Su legado: dioses, vikingos y épica a cucharadas
Snorri escribió la Edda prosaica, una especie de manual de instrucciones para entender la mitología nórdica. Sin él, Thor sería solo un nombre de perro musculoso. También la Heimskringla, un compendio de reyes noruegos que mezcla historia, rumor y leyenda con estilo épico. Y posiblemente la Saga de Egil, que es básicamente la biografía de un vikingo alcohólico con alma de poeta y tolerancia cero.
Snorri no condenó los mitos paganos, los archivó como si fueran documentos confidenciales. Un islandés de los buenos: cristiano de boquilla, pero con el alma todavía en el Valhalla.
Heimskringla (Hollander); Edda (Faulkes); The Sagas of Icelanders (Penguin)
Muerte digna de saga… o de episodio final de «Snorri: El Musical»

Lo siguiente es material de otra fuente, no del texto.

PR #22975, opened 2025-01-07
flag correct versions for a developer appeal

eviljeff:
Fixes: mozilla/addons#15182 and fixes mozilla/addons#15247

### Description

Flag the versions that were affected by a version rejection if the developer appeals.

### Context

Until recently there was no easy way to reference the versions rejected by the ContentDecision, so we could only flag the current version if the developer appealed the rejection. 

### Testing

- enable all the DSA related waffle switches and have a Cinder API key in your settings
- Reject a version of an add-on in the reviewer tools - either an unlisted version or a non-latest version - i.e. a version that wouldn't be the addon's current_version (unlisted is better, because that's the use-case the issue was filed for)
- appeal that decision with the appeal link in the email
- go back to the reviewer tools and see that the appealed version is flagged for NHR

### Checklist

### DIFF
--- a/src/olympia/abuse/tests/test_cinder.py
+++ b/src/olympia/abuse/tests/test_cinder.py
@@ -1230,7 +1230,10 @@ class TestCinderAddonHandledByReviewers(TestCinderAddon):
         assert addon.current_version.reload().due_date
 
     def test_appeal_specific_version_from_report(self):
-        # version_string is set for reporter appeals on reports that specified a version
+        """For an appeal from a reporter, version_string is set on the CinderClass
+        instance, from AbuseReport.addon_version_string. If version_string is defined,
+        and the version exists, we should flag that version rather than current_version.
+        """
         addon = self._create_dummy_target()
         other_version = version_factory(
             addon=addon,
@@ -1252,7 +1255,9 @@ class TestCinderAddonHandledByReviewers(TestCinderAddon):
         assert other_version.reload().due_date
 
     def test_appeal_specific_version_from_action(self):
-        # for developer appeals we should use the versions that were affected
+        """For an appeal from a developer, version_string will be None on the
+        CinderClass instance. If version_string is falsely we collect and flag the addon
+        versions from the appealled decision rather the current_version."""
         addon = self._create_dummy_target()
         other_version = version_factory(
             addon=addon,
--- a/src/olympia/abuse/tests/test_cinder.py
+++ b/src/olympia/abuse/tests/test_cinder.py
@@ -136,9 +136,14 @@ class BaseTestCinderCase:
     def test_report(self):
         self._test_report(self._create_dummy_target())
 
-    def _test_appeal(self, appealer, cinder_instance=None):
-        fake_decision_id = 'decision-id-to-appeal-666'
-        cinder_instance = cinder_instance or self.CinderClass(
+    def _test_appeal(
+        self,
+        appealer,
+        *,
+        cinder_entity_instance=None,
+        appealed_decision_id='decision-id-to-appeal-666',
+    ):
+        cinder_entity_instance = cinder_entity_instance or self.CinderClass(
             self._create_dummy_target()
         )
 
@@ -149,8 +154,8 @@ class BaseTestCinderCase:
             status=201,
         )
         assert (
-            cinder_instance.appeal(
-                decision_cinder_id=fake_decision_id,
+            cinder_entity_instance.appeal(
+                decision_cinder_id=appealed_decision_id,
                 appeal_text='reason',
                 appealer=appealer,
             )
@@ -163,8 +168,8 @@ class BaseTestCinderCase:
             status=400,
         )
         with self.assertRaises(ConnectionError):
-            cinder_instance.appeal(
-                decision_cinder_id=fake_decision_id,
+            cinder_entity_instance.appeal(
+                decision_cinder_id=appealed_decision_id,
                 appeal_text='reason',
                 appealer=appealer,
             )
@@ -1204,7 +1209,8 @@ class TestCinderAddonHandledByReviewers(TestCinderAddon):
     def test_appeal_anonymous(self):
         addon = self._create_dummy_target()
         self._test_appeal(
-            CinderUnauthenticatedReporter('itsme', 'm@r.io'), self.CinderClass(addon)
+            CinderUnauthenticatedReporter('itsme', 'm@r.io'),
+            cinder_entity_instance=self.CinderClass(addon),
         )
         assert (
             addon.current_version.needshumanreview_set.get().reason
@@ -1214,14 +1220,17 @@ class TestCinderAddonHandledByReviewers(TestCinderAddon):
 
     def test_appeal_logged_in(self):
         addon = self._create_dummy_target()
-        self._test_appeal(CinderUser(user_factory()), self.CinderClass(addon))
+        self._test_appeal(
+            CinderUser(user_factory()), cinder_entity_instance=self.CinderClass(addon)
+        )
         assert (
             addon.current_version.needshumanreview_set.get().reason
             == NeedsHumanReview.REASONS.ADDON_REVIEW_APPEAL
         )
         assert addon.current_version.reload().due_date
 
-    def test_appeal_specific_version(self):
+    def test_appeal_specific_version_from_report(self):
+        # version_string is set for reporter appeals on reports that specified a version
         addon = self._create_dummy_target()
         other_version = version_factory(
             addon=addon,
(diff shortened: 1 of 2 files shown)


src/olympia/abuse/tests/test_cinder.py
```diff
@@ -1214,23 +1220,55 @@ def test_appeal_anonymous(self):
...
+            CinderUser(user_factory()), cinder_entity_instance=self.CinderClass(addon)
+        )
         assert (
             addon.current_version.needshumanreview_set.get().reason
             == NeedsHumanReview.REASONS.ADDON_REVIEW_APPEAL
         )
         assert addon.current_version.reload().due_date
 
-    def test_appeal_specific_version(self):
+    def test_appeal_specific_version_from_report(self):
```
KevinMind, line 1232: Can you add docstrings for these tests?

Regarding `test_appeal_specific_version_from_report` you mentioned a report.. I think that maps to the CinderClass instance you've defined that (specified a version) right? And therefore we expect the original version (current_version) not to be flagged, but only the one referenced in the CinderClass.

Regarding `test_appeal_specific_version_from_action` I'm a bit lost on what exactly this tests...

src/olympia/abuse/tests/test_cinder.py
```diff
@@ -149,8 +154,8 @@ def _test_appeal(self, appealer, cinder_instance=None):
             status=201,
         )
         assert (
-            cinder_instance.appeal(
-                decision_cinder_id=fake_decision_id,
+            cinder_entity_instance.appeal(
```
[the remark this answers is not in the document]
eviljeff: just that when I re-read the test I was initially confused that `cinder_instance` was a instance of the CinderEntity subclass, not a CinderJob.

src/olympia/abuse/tests/test_cinder.py
```diff
@@ -136,9 +136,14 @@ def test_build_report_payload(self):
...
 
-    def _test_appeal(self, appealer, cinder_instance=None):
-        fake_decision_id = 'decision-id-to-appeal-666'
-        cinder_instance = cinder_instance or self.CinderClass(
+    def _test_appeal(
+        self,
+        appealer,
+        *,
+        cinder_entity_instance=None,
+        appealed_decision_id='decision-id-to-appeal-666',
```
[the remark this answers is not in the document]
eviljeff: what method signature are you referring to?  `_test_appeal` is only defined once (here)

src/olympia/abuse/tests/test_cinder.py
eviljeff: I've attempted to do this in https://github.com/mozilla/addons-server/pull/22975/commits/8486ff498480e1df40103df854be42ef02a1eb6a - though the docstrings are pretty much what the comments at the top of the tests already said... let me know if this helps...

src/olympia/abuse/tests/test_cinder.py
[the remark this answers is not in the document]
KevinMind: The method for `.appeal` on the cinder entity.

src/olympia/abuse/tests/test_cinder.py
```diff
@@ -1214,23 +1220,60 @@ def test_appeal_anonymous(self):
...
+        assert not addon.current_version.needshumanreview_set.exists()
+        assert (
+            other_version.needshumanreview_set.get().reason
+            == NeedsHumanReview.REASONS.ADDON_REVIEW_APPEAL
+        )
+        assert not addon.current_version.reload().due_date
+        assert other_version.reload().due_date
+
+    def test_appeal_specific_version_from_action(self):
+        """For an appeal from a developer, version_string will be None on the
```
KevinMind, line 1258: You say "version_string will be None on...." and then you say "If version_string is falsely"... is this a different reference with the same name or otherwise if it's always none how is that a valid condition?

Also `false**l**y` I think drop the "l"

src/olympia/abuse/tests/test_cinder.py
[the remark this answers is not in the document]
eviljeff: Cinder (the webservice) would return an error if `decision_to_appeal_id` was not a valid uuid for a decision.  But that wouldn't be reflected in the tests here because we're mocking all the requests/responses to cinder - `None` or any other value is as valid or invalid as we decide (and we decide it's invalid and return a 400 error instead further down in this test).
`None` wouldn't be a typical value though, so using it in the test and having it "pass" seems wrong to me.

src/olympia/abuse/tests/test_cinder.py
eviljeff: The codepath will result in `version_string` being `None` for a developer appeal, because `abuse_report` will be `None`, so `getattr(abuse_report, 'version_string', None)` will be `None`.  But the test is `not version_string` to cover the case where there addon_version was specified as `''` in the report, but there _was_ a version associated with the decision (I don't know how likely a `''` value is to happen, but we account for it in other places).

src/olympia/abuse/tests/test_cinder.py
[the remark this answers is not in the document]
KevinMind: That is exactly my point though, the test should fail by default and so the default value for the _test_* methods should, if at all, use values which are likely to fail. The actual test calling this helper method can then pass the value that makes it pass.

I've seen over and over tests like this pass when they maybe shouldn't due to default arguments that are designed to pass. So in general, I have a reflex against that pattern. I would change it to None or provide no default at all (since the method we pass that to also doesn't define a default) and let the individual tests decide what the value should be.

src/olympia/abuse/tests/test_cinder.py
KevinMind: Okay, can you specify in the docstring _which_ version string is potentially "falsely" so it is more clear (since there are apparently two).

> If version_string is falsely we collect and flag the addon
        versions from the appealled decision rather the current_version.

Would a more descriptive version of this sentence (from your added context above) be

> If there is a version associated with the cinder decision, then we collect and flag that version for review even if the "addon_version" associated with the parent report is falsy (e.g. "")  

I think I conceptually understand what you mean for this test, but the test code itself seems to be hiding things that make it not clear how the test implements that scenario. I don't see a reference to a report and there is no place where you are setting an "addon_version" and then how is it set to an empty string "" 🤷 This is magic to me.

I know you understand how it works, but I think that is precisely why documenting the test is important. You or someone will look at this in even a few weeks and be confused.

src/olympia/abuse/tests/test_cinder.py
```diff
@@ -1214,23 +1220,60 @@ def test_appeal_anonymous(self):
...
         addon = self._create_dummy_target()
         other_version = version_factory(
             addon=addon,
             channel=amo.CHANNEL_UNLISTED,
             file_kw={'status': amo.STATUS_AWAITING_REVIEW},
         )
+        decision = ContentDecision.objects.create(
+            action=DECISION_ACTIONS.AMO_DISABLE_ADDON, cinder_id='some_id', addon=addon
+        )
+        ActivityLog.objects.create(
```
KevinMind, line 1270: Add a comment here (this is the secret sauce)

> # An activity log links the other_version to the decision, even though the version_string on the CinderClass below is set to None

src/olympia/abuse/tests/test_cinder.py
```diff
@@ -1214,23 +1220,60 @@ def test_appeal_anonymous(self):
...
+        )
+        assert not addon.current_version.reload().due_date
+        assert other_version.reload().due_date
+
+    def test_appeal_specific_version_from_action(self):
+        """For an appeal from a developer, version_string will be None on the
+        CinderClass instance. If version_string is falsely we collect and flag the addon
+        versions from the appealled decision rather the current_version."""
         addon = self._create_dummy_target()
         other_version = version_factory(
```
KevinMind, line 1262: nit: other_version -> flagged_version

KevinMind, line 1262: nit: other_version -> flagged_version

src/olympia/abuse/tests/test_cinder.py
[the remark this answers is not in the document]
eviljeff: That's _my_ point though 😬 - the test would _pass_ with `None` because there's nothing in `CinderEntity.appeal` that requires `decision_to_appeal_id` to be a non-`None` value - it just passes it along in the payload.  

And not explicitly in `CinderAddonHandledByReviewers.appeal` either - `None` would mean there wouldn't be any versions identified, but that's the exact same scenario as the default being `'decision-id-to-appeal-666'` and there not being a log entry associated with a decision with that id.

So all we'd have is a test that uses `None` as the uuid and passes, even though in the real world that wouldn't ever be a valid value, because the request to Cinder would fail.  Is that better?

src/olympia/abuse/tests/test_cinder.py
eviljeff: > Okay, can you specify in the docstring which version string is potentially "falsely" so it is more clear (since there are apparently two).

There is one.  `CinderAddonHandledByReviewers.version_string` is set from the `AbuseReport`.

> Would a more descriptive version of this sentence (from your added context above) be
>
>>    If there is a version associated with the cinder decision, then we collect and flag that version for review even if the "addon_version" associated with the parent report is falsy (e.g. "")

No, that's the opposite logic to the python code in `CinderAddonHandledByReviewers.appeal` - the if is checking `addon_version` first, _then_ falling back to versions associated with the decision.

> I think I conceptually understand what you mean for this test, but the test code itself seems to be hiding things that make it not clear how the test implements that scenario. I don't see a reference to a report 

The codepath starts with an abuse report in this scenario, but there is no report referenced in `appeal`, just the id for the decision being appealed, and the version string from the abuse report.

> and there is no place where you are setting an "addon_version" and then how is it set to an empty string "" 🤷 This is magic to me.

`self.addon_version` is set in the `__init__` for `CinderAddonHandledByReviewers` - you can trace back to the one place where `CinderAddonHandledByReviewers` is created (`CinderJob.get_entity_helper`); the `get_entity_helper` call in `ContentDecision.appeal` (the one place that calls `CinderEntity.appeal`) is made with the abuse report.  What's in the abuse report comes from api POST submissions.

> I know you understand how it works, but I think that is precisely why documenting the test is important. You or someone will look at this in even a few weeks and be confused.

I agree - I'm just not sure what context needs to be added, exactly.

KevinMind: I think this comment does a lot of heavy lifting https://github.com/mozilla/addons-server/pull/22975/files/8486ff498480e1df40103df854be42ef02a1eb6a#r1908428369 Could resolve this adding that.

KevinMind (approved):
The code and tests look good. I wasn't able to verify locally but that seems to be an unrelated issue. Happy to let further verification happen on dev.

En 1241, su cuñado Gissur decidió que ya estaba bien de poesía y política. Fue a Reykholt con una tropa, entró en casa de Snorri y lo acuchilló. Según la leyenda, las últimas palabras del poeta fueron: “Eigi skal höggva!” (“¡No se debe golpear!”). Al parecer, no le hicieron caso.
Murió como vivió: rodeado de política, enemistades familiares y una frase que merecía camiseta.
¿Genio, traidor, o simplemente islandés?
Snorri fue todo eso. Un genio brillante que preservó una mitología entera. Un manipulador político que traicionaba más que una cabra hambrienta en un jardín ajeno. Un tipo culto, ambicioso y contradictorio. Y sobre todo: muy, muy humano.
¿Fue un monje? No. ¿Fue un héroe? Quizá. ¿Fue un escritor con spa y enemigos hasta en la sopa? Sin duda.